***** INFORMATION *****

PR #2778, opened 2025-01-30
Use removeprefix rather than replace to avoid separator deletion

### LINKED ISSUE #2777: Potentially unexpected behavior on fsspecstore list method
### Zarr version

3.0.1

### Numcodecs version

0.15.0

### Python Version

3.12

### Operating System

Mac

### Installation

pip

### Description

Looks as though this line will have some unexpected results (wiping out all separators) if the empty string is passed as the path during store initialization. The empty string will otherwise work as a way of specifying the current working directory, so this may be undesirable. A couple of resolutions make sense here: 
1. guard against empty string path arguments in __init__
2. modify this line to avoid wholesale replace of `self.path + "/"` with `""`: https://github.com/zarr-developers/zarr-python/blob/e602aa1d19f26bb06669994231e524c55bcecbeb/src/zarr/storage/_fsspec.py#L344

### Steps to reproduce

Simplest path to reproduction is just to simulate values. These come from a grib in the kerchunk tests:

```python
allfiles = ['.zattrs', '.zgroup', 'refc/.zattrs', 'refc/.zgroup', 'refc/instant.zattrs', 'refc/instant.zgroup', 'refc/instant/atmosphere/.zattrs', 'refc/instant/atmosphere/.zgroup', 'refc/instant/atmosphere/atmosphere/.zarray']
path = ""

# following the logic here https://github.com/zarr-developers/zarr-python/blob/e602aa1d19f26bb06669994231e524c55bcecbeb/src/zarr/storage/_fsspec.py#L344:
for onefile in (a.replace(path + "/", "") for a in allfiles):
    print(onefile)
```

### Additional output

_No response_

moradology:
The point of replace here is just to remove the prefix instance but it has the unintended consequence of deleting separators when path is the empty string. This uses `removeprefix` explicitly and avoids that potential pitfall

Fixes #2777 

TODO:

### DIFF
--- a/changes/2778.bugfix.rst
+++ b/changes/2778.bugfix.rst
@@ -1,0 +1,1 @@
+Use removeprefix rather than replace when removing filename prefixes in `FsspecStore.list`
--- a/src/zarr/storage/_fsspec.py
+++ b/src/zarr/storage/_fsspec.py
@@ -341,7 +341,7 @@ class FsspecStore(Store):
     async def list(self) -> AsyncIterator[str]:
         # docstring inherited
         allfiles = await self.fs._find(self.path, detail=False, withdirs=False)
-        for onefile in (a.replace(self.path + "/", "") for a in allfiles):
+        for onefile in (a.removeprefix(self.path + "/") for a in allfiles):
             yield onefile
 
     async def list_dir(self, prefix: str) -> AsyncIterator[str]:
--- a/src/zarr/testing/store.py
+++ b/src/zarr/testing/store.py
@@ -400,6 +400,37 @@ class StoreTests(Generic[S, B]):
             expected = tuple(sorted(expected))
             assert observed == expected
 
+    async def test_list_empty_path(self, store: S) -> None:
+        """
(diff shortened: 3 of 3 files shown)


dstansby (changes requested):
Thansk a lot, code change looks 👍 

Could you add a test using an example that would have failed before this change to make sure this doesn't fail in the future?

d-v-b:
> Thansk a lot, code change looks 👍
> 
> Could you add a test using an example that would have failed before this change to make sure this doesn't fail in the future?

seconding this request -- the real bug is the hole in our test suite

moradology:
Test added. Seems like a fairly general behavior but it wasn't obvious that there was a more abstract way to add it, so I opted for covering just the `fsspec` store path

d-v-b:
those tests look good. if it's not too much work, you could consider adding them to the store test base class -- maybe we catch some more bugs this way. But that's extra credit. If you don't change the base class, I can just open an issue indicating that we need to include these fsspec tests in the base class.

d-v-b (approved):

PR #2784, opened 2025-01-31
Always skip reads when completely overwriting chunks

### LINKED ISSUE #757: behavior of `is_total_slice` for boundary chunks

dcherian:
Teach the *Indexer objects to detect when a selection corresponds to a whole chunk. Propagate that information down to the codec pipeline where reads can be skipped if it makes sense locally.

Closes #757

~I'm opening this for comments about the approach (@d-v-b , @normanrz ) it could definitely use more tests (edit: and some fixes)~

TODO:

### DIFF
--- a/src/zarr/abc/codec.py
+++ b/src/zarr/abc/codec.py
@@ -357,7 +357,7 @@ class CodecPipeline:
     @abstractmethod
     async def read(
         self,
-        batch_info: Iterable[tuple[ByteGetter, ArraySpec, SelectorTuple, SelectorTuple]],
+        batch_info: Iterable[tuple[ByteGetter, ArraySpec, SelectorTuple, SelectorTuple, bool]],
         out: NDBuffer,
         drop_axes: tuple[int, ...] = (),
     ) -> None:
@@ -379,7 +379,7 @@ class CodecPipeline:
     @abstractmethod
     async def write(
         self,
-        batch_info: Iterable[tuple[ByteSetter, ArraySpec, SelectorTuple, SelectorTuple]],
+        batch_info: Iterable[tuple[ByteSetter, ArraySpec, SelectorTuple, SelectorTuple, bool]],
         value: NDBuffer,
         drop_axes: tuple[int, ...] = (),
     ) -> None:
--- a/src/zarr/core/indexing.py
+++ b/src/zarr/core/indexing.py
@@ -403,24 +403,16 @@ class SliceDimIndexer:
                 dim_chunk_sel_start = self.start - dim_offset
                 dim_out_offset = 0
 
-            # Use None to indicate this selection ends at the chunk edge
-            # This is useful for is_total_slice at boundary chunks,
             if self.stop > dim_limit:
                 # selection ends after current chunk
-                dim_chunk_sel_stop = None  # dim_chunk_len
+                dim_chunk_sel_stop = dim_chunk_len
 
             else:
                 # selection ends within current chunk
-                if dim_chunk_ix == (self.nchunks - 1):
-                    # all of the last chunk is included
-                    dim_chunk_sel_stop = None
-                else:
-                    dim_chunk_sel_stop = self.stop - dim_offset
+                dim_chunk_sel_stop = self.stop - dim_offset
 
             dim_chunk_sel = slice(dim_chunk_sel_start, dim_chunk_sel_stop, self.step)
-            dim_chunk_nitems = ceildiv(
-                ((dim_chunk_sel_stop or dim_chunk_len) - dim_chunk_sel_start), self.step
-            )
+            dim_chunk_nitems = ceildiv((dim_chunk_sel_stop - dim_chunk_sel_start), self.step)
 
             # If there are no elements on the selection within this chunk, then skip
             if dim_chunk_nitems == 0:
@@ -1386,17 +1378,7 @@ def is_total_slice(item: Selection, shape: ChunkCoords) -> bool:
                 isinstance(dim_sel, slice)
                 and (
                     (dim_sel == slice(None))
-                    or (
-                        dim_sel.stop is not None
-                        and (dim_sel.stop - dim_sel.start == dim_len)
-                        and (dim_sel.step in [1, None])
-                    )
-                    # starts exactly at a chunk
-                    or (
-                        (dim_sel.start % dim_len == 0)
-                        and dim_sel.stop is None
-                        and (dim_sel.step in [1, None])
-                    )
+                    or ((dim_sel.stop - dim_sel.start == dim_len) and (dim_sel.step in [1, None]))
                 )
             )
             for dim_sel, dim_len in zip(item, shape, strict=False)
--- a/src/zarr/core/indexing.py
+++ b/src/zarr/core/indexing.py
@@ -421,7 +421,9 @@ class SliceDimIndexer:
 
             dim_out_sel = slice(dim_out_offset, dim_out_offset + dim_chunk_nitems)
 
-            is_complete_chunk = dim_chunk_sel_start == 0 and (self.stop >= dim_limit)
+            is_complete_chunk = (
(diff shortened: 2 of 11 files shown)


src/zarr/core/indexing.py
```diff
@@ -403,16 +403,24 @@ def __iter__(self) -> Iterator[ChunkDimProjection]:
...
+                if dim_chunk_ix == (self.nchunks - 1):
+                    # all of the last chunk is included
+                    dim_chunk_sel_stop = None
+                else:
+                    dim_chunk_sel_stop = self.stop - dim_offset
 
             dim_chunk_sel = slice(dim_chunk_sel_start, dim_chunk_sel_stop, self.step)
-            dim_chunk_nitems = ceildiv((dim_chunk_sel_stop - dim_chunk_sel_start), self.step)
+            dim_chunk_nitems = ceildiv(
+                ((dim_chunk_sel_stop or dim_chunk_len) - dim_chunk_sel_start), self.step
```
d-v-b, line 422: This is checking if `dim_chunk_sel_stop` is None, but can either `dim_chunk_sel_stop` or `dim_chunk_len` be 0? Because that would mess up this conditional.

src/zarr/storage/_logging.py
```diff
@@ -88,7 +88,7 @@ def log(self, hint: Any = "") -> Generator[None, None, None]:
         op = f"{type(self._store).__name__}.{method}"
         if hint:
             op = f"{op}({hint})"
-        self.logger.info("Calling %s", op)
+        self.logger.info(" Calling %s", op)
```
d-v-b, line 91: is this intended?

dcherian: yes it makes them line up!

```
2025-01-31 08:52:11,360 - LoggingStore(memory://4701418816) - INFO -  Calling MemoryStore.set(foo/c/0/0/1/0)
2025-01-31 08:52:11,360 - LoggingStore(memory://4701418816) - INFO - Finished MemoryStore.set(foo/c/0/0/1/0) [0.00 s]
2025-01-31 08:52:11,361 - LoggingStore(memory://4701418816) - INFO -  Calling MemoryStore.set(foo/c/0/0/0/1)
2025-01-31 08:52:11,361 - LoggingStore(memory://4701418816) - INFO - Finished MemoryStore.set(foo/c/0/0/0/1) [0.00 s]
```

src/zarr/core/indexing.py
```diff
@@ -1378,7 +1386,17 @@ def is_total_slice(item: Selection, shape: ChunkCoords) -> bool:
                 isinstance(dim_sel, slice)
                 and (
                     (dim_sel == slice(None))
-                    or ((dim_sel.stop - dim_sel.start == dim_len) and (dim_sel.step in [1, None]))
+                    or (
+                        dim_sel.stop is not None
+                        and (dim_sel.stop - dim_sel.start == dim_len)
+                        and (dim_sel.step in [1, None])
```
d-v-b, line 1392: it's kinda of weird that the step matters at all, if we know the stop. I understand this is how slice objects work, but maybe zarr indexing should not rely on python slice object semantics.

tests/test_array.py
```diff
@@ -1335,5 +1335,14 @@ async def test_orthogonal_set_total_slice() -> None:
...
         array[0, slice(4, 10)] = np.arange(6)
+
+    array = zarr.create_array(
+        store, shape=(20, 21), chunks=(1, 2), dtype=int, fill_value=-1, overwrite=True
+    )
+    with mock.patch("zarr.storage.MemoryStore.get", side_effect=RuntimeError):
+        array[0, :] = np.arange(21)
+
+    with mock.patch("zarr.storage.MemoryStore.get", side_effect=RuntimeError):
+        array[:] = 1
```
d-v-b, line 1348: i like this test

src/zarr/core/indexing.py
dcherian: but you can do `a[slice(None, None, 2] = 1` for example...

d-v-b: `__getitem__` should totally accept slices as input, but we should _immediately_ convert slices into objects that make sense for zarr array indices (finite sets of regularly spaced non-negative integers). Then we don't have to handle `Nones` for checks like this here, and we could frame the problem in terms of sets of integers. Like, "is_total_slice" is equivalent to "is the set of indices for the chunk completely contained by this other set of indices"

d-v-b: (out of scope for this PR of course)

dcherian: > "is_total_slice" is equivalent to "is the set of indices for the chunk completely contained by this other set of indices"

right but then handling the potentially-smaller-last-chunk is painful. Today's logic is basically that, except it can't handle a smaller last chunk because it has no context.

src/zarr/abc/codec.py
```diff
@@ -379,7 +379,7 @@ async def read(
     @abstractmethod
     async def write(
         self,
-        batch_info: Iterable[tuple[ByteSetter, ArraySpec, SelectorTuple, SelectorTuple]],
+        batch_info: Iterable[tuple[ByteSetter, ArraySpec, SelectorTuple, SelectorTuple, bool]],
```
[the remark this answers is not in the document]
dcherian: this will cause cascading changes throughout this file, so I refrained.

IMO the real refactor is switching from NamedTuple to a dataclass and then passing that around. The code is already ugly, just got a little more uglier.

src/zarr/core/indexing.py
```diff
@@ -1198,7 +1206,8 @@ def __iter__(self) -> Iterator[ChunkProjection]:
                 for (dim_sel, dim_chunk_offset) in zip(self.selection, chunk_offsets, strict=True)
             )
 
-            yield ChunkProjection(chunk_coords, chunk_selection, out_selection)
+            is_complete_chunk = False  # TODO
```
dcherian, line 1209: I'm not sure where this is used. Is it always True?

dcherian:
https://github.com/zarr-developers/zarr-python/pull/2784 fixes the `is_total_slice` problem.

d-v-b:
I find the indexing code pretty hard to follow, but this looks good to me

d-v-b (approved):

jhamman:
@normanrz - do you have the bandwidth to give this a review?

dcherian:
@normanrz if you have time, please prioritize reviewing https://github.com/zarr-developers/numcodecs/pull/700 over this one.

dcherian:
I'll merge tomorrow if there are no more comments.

*****

PROBLEM TO WORK ON: Quote, with nothing altered, all lines from the start of the entries to the line that carries "1. guard against", inclusive.

EXERCISE RESULT:
PR #2778, opened 2025-01-30
Use removeprefix rather than replace to avoid separator deletion

### LINKED ISSUE #2777: Potentially unexpected behavior on fsspecstore list method
### Zarr version

3.0.1

### Numcodecs version

0.15.0

### Python Version

3.12

### Operating System

Mac

### Installation

pip

### Description

Looks as though this line will have some unexpected results (wiping out all separators) if the empty string is passed as the path during store initialization. The empty string will otherwise work as a way of specifying the current working directory, so this may be undesirable. A couple of resolutions make sense here: 
1. guard against empty string path arguments in __init__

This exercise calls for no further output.